## Action item
Every line of the entries below that mentions "IsTokenAuth" is to be copied out.

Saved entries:
--------

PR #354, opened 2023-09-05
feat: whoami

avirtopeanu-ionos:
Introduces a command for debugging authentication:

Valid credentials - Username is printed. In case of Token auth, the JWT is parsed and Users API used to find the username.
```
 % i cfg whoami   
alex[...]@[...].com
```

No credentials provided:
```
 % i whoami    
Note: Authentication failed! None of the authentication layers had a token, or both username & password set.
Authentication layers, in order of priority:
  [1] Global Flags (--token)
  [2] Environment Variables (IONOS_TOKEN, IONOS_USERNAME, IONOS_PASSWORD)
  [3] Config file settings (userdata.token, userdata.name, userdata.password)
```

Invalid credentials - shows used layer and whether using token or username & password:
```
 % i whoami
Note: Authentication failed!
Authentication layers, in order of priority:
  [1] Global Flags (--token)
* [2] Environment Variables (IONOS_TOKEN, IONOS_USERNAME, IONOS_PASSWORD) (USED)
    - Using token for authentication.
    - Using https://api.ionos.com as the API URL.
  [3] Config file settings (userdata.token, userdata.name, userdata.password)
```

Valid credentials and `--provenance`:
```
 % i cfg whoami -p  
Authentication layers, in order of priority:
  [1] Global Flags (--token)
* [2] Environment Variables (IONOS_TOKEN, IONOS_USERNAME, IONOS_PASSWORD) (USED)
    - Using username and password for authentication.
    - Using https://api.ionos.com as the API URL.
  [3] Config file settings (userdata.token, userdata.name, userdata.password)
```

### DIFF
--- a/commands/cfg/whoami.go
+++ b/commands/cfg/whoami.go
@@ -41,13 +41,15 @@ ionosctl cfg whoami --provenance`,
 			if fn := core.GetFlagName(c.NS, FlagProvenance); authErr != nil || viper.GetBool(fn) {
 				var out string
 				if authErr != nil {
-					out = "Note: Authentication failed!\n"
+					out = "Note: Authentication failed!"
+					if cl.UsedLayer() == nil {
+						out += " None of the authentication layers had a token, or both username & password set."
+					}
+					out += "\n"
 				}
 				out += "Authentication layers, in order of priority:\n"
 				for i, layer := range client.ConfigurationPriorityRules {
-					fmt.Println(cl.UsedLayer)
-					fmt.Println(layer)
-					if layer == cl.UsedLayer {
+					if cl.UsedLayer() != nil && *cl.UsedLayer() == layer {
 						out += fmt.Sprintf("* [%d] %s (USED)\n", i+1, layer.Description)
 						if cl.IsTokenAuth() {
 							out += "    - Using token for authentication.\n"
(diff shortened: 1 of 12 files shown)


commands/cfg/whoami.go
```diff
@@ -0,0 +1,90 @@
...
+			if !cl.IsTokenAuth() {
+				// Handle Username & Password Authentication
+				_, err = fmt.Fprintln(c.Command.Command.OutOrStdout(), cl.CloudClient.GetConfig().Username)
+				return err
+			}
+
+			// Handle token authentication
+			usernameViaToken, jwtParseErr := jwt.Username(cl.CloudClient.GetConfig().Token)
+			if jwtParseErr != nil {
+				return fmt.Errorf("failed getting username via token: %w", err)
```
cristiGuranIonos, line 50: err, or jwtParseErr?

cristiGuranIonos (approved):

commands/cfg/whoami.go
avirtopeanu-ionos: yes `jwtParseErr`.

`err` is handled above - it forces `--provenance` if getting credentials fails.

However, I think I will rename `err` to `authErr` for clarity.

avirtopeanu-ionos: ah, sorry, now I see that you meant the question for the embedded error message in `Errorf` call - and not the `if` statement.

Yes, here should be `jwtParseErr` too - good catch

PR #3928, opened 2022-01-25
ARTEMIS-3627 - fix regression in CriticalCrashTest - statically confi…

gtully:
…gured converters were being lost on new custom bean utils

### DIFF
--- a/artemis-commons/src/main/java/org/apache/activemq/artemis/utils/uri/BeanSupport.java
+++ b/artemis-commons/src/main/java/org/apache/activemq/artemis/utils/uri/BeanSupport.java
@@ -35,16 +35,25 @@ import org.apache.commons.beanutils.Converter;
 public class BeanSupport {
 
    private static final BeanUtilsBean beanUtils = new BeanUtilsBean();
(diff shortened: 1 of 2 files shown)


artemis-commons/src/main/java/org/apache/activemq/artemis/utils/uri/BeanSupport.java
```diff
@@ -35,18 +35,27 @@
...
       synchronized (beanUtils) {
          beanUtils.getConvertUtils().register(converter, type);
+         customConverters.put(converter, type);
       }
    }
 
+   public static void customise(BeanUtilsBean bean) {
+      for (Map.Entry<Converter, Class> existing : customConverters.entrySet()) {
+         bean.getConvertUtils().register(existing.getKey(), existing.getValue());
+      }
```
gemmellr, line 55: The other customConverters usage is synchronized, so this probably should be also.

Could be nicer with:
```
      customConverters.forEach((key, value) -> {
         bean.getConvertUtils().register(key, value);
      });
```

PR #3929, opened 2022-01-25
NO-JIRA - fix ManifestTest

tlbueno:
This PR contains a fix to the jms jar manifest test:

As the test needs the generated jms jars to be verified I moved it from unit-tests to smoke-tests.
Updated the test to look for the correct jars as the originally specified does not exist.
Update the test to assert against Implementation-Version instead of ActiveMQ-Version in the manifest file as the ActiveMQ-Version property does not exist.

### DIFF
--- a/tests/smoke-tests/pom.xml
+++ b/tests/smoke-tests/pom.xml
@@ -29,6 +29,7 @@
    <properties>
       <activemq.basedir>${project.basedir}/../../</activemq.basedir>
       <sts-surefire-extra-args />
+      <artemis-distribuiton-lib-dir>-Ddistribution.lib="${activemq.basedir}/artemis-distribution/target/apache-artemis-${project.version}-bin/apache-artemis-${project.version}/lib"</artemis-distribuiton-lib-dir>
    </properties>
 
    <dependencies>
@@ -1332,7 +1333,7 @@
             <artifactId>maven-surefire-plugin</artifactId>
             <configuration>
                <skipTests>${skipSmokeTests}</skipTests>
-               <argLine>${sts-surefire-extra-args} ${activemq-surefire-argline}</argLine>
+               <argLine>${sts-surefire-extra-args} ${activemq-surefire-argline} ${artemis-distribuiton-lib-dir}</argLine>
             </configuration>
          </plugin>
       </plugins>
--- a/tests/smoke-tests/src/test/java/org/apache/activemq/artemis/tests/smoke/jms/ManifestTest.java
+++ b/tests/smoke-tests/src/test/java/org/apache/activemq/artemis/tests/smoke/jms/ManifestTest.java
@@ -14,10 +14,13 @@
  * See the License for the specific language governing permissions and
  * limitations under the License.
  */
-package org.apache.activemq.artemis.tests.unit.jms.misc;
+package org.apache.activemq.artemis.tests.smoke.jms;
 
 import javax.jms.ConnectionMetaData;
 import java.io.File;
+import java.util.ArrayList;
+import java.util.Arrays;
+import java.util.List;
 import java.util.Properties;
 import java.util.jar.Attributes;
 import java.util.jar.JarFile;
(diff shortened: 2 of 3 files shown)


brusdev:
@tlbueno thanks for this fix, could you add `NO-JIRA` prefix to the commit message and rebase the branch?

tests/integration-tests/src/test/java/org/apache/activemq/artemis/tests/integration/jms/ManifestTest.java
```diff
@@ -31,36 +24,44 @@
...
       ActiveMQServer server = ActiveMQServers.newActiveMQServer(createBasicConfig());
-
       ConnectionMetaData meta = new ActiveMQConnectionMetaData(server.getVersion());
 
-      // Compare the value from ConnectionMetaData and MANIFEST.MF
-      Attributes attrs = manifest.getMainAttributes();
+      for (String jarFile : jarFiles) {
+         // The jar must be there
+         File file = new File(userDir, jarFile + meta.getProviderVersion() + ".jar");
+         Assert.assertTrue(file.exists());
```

--------

## Answer for this exercise
 						if cl.IsTokenAuth() {
+			if !cl.IsTokenAuth() {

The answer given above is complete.